If you made the medium correctly and added a significant number of flies to seed, getting mold after only 4 days seems unusual. How did you make the culture?

If the flies are reproducing and the mold has nearly disappeared then it seems like the culture is back on track regardless of how it started.


----------



## Mantis House (Aug 7, 2018)

@Predatorhousepet

the media is just the stuff that I bought the flies in. It saws it’s supposed to last 5 weeks, but it wasn’t going to last that long 

the stuff I made was potatoes, water, vinegar, and a pinch of yeast


----------



## MantisGirl13 (Aug 7, 2018)

I used the same recipe and the same jars as you (containers from PetSmart ff cultures, right?) I had a lot of mold problems too. I would suggest using a wider, larger jar and a lid with tissue paper ventilation. I started using different containers with more ventilation, and I also sprinkled cinnamon on the top of the medium to keep down mold. I have had no mold problems for weeks since. Try it! 

- MantisGirl13


----------



## Mantis House (Aug 8, 2018)

Thanks! I read a lot about the cinnamon, but I wanted to try the actual recipe first. I’ll definitely try that, since I’m planning to upgrade the small vial into a jar or something.


----------



## MantisGirl13 (Aug 8, 2018)

Good luck! Definitely use a jar with more ventilation!

- MantisGirl13


----------



## Mantis House (Aug 8, 2018)

@MantisGirl13

just out of curiosity, how big of a container can I use? There has to be a point where it is too big. Most places sell them in 32oz cups, but could they work in an even bigger cup, or would it not even be worth it?

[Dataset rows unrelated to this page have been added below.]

PR #634, opened 2015-06-16
fixing cmdline() for empty-string argumemts on posix systems

arnimarj:


giampaolo:
Mmmm for extra safety I would do this instead:

```
    @wrap_exceptions
    def cmdline(self):
        fname = "/proc/%s/cmdline" % self.pid
        kw = dict(encoding=DEFAULT_ENCODING) if PY3 else dict()
        with open(fname, "rt", **kw) as f:
            data = f.read()
        if data.endswith('\x00'):  # this should always be true
            data = data[:-1]
        return [x for x in data.split('\x00') if x]
``` 

Please change this, and also:
- make test_psutil.py PRP8 compliant (new line are longer than 80 chars)
- update HISTORY.rst
- update CREDITS
...then it's ready to be merged.

giampaolo:
@arnimarj : it turns out this caused https://github.com/giampaolo/psutil/issues/639. I should have fixed it in https://github.com/giampaolo/psutil/commit/3a620d94b347a7044e1bd6c6aabcf5528c3089c3. Can you please confirm this works as expected?

Issue #550, opened 2014-11-19
Enhancement: get threads per core


linlinlinlin:
Is it possible add a feature: get thread(s) count per core

linlinlinlin:
Thanks for your reply.
In my device, it have one logical CPU and have two cores.Each cores have **2** threads.
So, the result is
```
>>> psutil.cpu_count(logical=False)
1
>>> psutil.cpu_count(logical=True)
4
```
So, now I am parsing `/proc/cpuinfo` by myself.

giampaolo:
Ah I see what you mean. Then no, right now you can't determine that kind of info with psutil. But why do you need to know that?

mrvn:
It would be nice to get the counts for sockets (cpus), cores and threads. But I don't think a simple count() will do. Potentially you can have multiple cpus with different core and thread counts. And some cores or threads can be powered down.

So maybe it would make sense (under linux) to parse /proc/cpuinfo and/or /sys/bus/cpu/devices/cpu*/topology/* and generate a tree-ish structure. Top level would be the sockets (physical_package_id), next level the cores and the threads as leaves. The top level would have cpu, core and thread counts. The lower levels would have more specific counts. E.g. cpu_tree()[0][2].thread_count() would be the number of threads on core 2 in physical package 0.

At that point it would be nice to include the cpu frequency as well. But maybe that's better left to another issue.

giampaolo:
I think there's already a lot of confusion around the concept of CPU cores, sockets, non/logical cores etc. and how they differ. 
I think it's safe to assume that what users need most of the times is to figure out the number of all `logical` cores in order to spawn exactly that many subprocesses. 
psutil provides that as `psutil.cpu_count(logical=True)`, which is the same provided by stdlib `multiprocessing.cpu_count()` and `os.cpu_count()`.
psutil pushes that a little further and also provides `psutil.cpu_count(logical=False)` which returns the number of physical cores only (hyper thread CPUs are excluded).
I'm not sure how many users need that but I think they are not many as it's a very specific use case already.

With that said, to me returning per CPU sockets, threads or even frequency is even more specific and potentially useless as I expect very few people would be using that and the people NOT using those things will be even more confused. 
Last but not least this may be easy to retrieve on Linux but I have no idea about the other platforms.

My main concern remains the use case though: except for some very specific circumstances my feeling is that nobody would be needing this.

mrvn:
[...]

PR #643, opened 2015-07-09
proof-of-concept for cpu topology tree

mrvn:
This is just a quick proof-of-concept for getting the topology of the cpus in a system in tree form.
Its only to illustrate my comment in issue #550 "Enhancement: get threads per core" and only for Linux, not to be actually merged yet.

### DIFF
--- a/psutil/__init__.py
+++ b/psutil/__init__.py
@@ -151,6 +151,7 @@ __all__ = [
     "pid_exists", "pids", "process_iter", "wait_procs",             # proc
     "virtual_memory", "swap_memory",                                # memory
     "cpu_times", "cpu_percent", "cpu_times_percent", "cpu_count",   # cpu
+    "cpu_tree",
     "net_io_counters", "net_connections", "net_if_addrs",           # network
     "net_if_stats",
     "disk_io_counters", "disk_partitions", "disk_usage",            # disk
--- a/psutil/__init__.py
+++ b/psutil/__init__.py
@@ -1363,6 +1363,20 @@ def cpu_count(logical=True):
         return _psplatform.cpu_count_physical()
 
 
+@memoize
+def cpu_tree():
+    """Return the topology of CPUs in the system in tree form.
+
+    Return None if undetermined.
+
+    The return value is cached after first call.
+    If desired cache can be cleared like this:
+
+    >>> psutil.cpu_tree.cache_clear()
+    """
+    return _psplatform.cpu_tree()
+
+
 def cpu_times(percpu=False):
     """Return system-wide CPU times as a namedtuple.
     Every CPU time represents the seconds the CPU has spent in the given mode.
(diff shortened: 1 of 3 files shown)


SimonHeimberg:
On my linux machine, this would work perfect.

Not sure if it would work on every system. I found some formats which would not:
https://unix.stackexchange.com/questions/255558/understanding-the-output-of-proc-cpuinfo (AArch64, in 1 section, 7 years old)
https://github.com/pytorch/cpuinfo/blob/main/test/cpuinfo/xiaomi-redmi-note-3.log (Aarch64, in 1 section)
https://github.com/pytorch/cpuinfo/blob/main/test/cpuinfo/arndaleboard.log has additional section
https://github.com/pytorch/cpuinfo/blob/main/test/cpuinfo/raspberrypi3.log has additional section
https://github.com/pytorch/cpuinfo/blob/main/test/cpuinfo/atm7029b-tablet.log (ARMv7) has additional section

All examples would work when a new section would be started on `^processor:[ \t]*[0-9]`, but some values would have to be adapted.

SimonHeimberg:
More concerning **linux**:

Looks like /proc/cpuinfo is meant for human consumption and thus lacks a stable format (from https://stackoverflow.com/a/23378780). Makes it hard to use.
`lscpu -p` gives the topology information (and allows to select columns with -p=col1,col2), but is not available on every system. (from same so question)

``lscpu -p also shows the tree structure for linux: CPU,Core,Socket,Node (Node is missing in your code. No idea yet what a node is.)

Some inspiration might come from [lscpu from linux-utils](https://git.kernel.org/pub/scm/utils/util-linux/util-linux.git/tree/sys-utils/lscpu-topology.c?h=stable/v2.39#n92). It uses information from `/sys/devices/system/cpu/cpu[0-9]*/topology/*_siblings` and from `/proc/cpu_info`. Their advantage is that the development is together with the kernel version, so they know what virtual files are around.

*Other* os:
seems to be difficult on FreeBsd: https://stackoverflow.com/questions/4083848/what-is-the-equivalent-of-proc-cpuinfo-on-freebsd-v8-1
windows maybe https://learn.microsoft.com/en-us/windows/win32/api/sysinfoapi/nf-sysinfoapi-getlogicalprocessorinformation

SimonHeimberg:
Wondering if another structure would be more useful for many cases. Functions like `os.sched_getaffinity()` or `psutil.Process().cpu_affinity()` work with the id of the logical cpu. Taking the (logical) cpu id as base, we get something like

```python
(LogicalCpu(cpu_id=0, core_id=0, socket_id=0, node_id=0, l1d_id=0, l1i_id=0, l2_id=0, l3_id=0, online='Y'),
 LogicalCpu(cpu_id=1, core_id=0, socket_id=0, node_id=0, l1d_id=0, l1i_id=0, l2_id=0, l3_id=0, online='Y'),
 LogicalCpu(cpu_id=2, core_id=1, socket_id=0, node_id=0, l1d_id=1, l1i_id=1, l2_id=1, l3_id=0, online='Y'),
...
```
with `LogicalCpu = collections.namedtuple("LogicalCpu", ("cpu_id", "core_id", ...)` (or a class)

The tree structure makes sense for other information (vendor, model name, flags), and for understanding how the system looks like (it took me a long time).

which reminds me of my other question: when do I want to move from the vial to a jar? The maggots are climbing up the side of the vial, but there are still TONS in the media. Do I want to wait until they all become flies, or is it safe to move them now, with minimal casualties?


----------



## MantisGirl13 (Aug 9, 2018)

@Mantis House I am not sure how big you can go, but I know that it is better to have more than one medium sized culture. I would wait until most of the maggots are adult and then transfer them to several different cultures. You could also do an experiment using several types of media and see what works best for you. I use an empty small peanut butter jar for my cultures, and I just cut out the middle of the lid and hot glue tissue paper inside. it works really well, is big enough, and has enough ventilation. Let me know how it goes!

- MantisGirl13


----------



## Mantis House (Aug 9, 2018)

I’ll try that. I tried using a quart mason jar, and it seemed to work until the molt started. I’ll definitely try using some cinnamon  

How long should a culture last? So say I make a good, non-molding media, how long should it be before I completely move the flies into another container?


----------



## Predatorhousepet (Aug 9, 2018)

A fruit fly culture generally lasts about a month and will have 2 to 4 population blooms during that time. When the population explodes is generally when I harvest flies to make a new culture. When you make a new culture you'll need at least around 100 adult flies to set it up. More is better.


----------



## MantisGirl13 (Aug 10, 2018)

@Predatorhousepet Explained it, though I think that you don't need that many flies! I usually start my cultures with between 20-40 flies, and I have HUGE population blooms.

- MantisGirl13


----------



## Predatorhousepet (Aug 12, 2018)

You can get a culture started from only 20 flies?  Every time I've tried less than 100 it takes the culture a long time to get going and the yields are not that great. I guess that's acceptable if you are only feeding one or two mantids but I have a lot of nymphs so I need big yields fast.


----------



## Synapze (Aug 12, 2018)

.


----------



## Predatorhousepet (Aug 12, 2018)

Hydei take a lot longer to get going than melanogaster flies. I found this in an image search comparing the life cycle of each culture.


----------



## Predatorhousepet (Aug 12, 2018)

Synapze said:


> I find that if I start with any less than the amount pictured below, it takes too long for them to start producing. It will probably be 3 weeks before the culture pictured below gets fired up.
> 
> View attachment 11201


Yes, I use about that amount too. 100 is just the absolute bare minimum to get a good yield in my experience but it does take longer the less you use.


----------



## MantisGirl13 (Aug 13, 2018)

I use about 20 per culture and I have lots of larvae in less than a week!

- MantisGirl13


----------